* Goal of the exercise
Check each line of the material below for the string "notes", then report how many lines have it, and nothing else.

* Data records
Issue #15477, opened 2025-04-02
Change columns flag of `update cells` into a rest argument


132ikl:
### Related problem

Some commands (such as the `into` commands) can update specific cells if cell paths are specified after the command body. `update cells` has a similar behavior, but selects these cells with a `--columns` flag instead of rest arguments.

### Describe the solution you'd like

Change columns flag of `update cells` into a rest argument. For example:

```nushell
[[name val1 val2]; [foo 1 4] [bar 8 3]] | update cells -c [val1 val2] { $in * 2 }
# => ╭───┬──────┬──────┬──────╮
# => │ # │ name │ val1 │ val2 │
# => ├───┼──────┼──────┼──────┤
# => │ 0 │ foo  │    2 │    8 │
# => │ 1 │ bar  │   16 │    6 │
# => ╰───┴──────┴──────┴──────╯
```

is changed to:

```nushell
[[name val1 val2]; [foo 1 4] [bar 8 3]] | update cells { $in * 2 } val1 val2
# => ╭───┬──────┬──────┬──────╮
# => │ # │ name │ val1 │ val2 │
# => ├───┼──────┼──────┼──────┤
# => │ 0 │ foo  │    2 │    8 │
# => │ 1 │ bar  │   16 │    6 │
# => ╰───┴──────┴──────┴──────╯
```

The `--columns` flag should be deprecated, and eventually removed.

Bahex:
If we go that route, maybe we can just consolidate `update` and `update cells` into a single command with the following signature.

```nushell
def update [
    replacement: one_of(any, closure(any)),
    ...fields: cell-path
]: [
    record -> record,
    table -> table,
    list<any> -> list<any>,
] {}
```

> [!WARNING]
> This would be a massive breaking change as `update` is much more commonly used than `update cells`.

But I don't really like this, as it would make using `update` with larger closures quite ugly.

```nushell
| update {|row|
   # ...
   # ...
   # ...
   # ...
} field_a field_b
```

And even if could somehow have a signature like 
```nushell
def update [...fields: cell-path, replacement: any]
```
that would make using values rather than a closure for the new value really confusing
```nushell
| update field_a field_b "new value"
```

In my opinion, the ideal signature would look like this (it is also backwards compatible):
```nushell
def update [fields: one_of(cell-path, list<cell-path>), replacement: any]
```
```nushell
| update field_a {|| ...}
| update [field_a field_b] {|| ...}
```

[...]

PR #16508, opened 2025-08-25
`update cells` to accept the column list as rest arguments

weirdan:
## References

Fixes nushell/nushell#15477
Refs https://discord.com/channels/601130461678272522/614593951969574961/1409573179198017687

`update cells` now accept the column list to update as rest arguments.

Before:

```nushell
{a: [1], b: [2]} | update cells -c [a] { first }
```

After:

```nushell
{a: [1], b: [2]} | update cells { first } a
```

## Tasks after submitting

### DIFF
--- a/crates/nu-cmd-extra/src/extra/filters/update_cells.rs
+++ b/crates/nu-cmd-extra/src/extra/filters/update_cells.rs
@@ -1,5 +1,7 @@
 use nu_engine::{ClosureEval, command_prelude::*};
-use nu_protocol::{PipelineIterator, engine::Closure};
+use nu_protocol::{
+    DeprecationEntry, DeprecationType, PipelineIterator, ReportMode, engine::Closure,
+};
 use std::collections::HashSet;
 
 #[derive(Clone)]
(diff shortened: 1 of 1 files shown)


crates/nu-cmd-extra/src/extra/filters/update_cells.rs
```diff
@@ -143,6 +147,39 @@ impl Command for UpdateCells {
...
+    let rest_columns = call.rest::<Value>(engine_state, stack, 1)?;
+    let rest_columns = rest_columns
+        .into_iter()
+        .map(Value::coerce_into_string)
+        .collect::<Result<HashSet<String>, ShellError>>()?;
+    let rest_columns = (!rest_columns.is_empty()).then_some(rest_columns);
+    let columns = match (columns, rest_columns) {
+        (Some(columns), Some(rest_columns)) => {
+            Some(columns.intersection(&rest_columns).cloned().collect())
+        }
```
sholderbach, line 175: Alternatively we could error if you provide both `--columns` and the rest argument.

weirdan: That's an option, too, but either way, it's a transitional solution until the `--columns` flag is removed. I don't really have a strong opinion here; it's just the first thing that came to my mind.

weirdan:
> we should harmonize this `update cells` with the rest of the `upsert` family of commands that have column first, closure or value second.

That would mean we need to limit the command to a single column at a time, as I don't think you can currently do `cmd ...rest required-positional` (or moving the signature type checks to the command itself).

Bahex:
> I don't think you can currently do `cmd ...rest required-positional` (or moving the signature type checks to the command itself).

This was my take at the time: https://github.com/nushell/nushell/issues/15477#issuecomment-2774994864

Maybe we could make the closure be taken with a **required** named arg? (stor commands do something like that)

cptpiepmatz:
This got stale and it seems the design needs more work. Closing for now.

---

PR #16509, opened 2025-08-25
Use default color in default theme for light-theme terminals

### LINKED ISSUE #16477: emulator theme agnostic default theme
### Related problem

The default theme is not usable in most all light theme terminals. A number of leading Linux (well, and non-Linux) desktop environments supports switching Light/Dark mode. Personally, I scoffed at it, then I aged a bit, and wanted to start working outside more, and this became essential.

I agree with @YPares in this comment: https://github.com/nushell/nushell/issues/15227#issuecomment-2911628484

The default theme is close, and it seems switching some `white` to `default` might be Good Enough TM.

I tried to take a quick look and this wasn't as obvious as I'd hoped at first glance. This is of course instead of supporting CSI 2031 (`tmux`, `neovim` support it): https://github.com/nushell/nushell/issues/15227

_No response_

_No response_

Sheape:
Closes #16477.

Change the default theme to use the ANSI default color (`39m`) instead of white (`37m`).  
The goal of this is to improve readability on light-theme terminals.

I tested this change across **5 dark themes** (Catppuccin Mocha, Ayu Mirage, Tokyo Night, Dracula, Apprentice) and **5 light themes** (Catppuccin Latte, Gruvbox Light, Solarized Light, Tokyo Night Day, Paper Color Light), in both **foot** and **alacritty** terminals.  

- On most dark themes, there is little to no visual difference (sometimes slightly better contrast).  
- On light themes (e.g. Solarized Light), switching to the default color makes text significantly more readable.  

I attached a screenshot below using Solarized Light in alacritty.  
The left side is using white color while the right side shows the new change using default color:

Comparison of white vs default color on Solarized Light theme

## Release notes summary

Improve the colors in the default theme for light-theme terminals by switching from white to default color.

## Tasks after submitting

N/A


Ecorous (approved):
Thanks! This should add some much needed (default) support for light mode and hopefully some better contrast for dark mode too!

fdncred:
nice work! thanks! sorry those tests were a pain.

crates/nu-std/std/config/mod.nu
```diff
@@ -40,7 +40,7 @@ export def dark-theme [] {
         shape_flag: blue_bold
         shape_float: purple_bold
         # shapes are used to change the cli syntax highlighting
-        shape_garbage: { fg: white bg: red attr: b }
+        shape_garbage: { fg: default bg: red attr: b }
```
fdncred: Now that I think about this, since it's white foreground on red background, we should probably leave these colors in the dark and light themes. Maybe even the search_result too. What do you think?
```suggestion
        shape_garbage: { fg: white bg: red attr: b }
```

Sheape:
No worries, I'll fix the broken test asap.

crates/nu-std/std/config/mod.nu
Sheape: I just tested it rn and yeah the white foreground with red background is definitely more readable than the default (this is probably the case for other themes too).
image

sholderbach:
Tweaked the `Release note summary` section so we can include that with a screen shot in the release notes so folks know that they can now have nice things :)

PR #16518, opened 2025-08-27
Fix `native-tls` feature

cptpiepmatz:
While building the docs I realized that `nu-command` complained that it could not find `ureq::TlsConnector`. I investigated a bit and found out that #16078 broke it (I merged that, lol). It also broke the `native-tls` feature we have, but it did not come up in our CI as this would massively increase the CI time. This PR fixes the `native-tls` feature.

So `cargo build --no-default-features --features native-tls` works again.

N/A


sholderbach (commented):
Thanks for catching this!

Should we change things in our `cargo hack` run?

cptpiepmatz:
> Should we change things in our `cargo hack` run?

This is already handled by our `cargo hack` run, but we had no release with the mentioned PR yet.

* Solved problem
2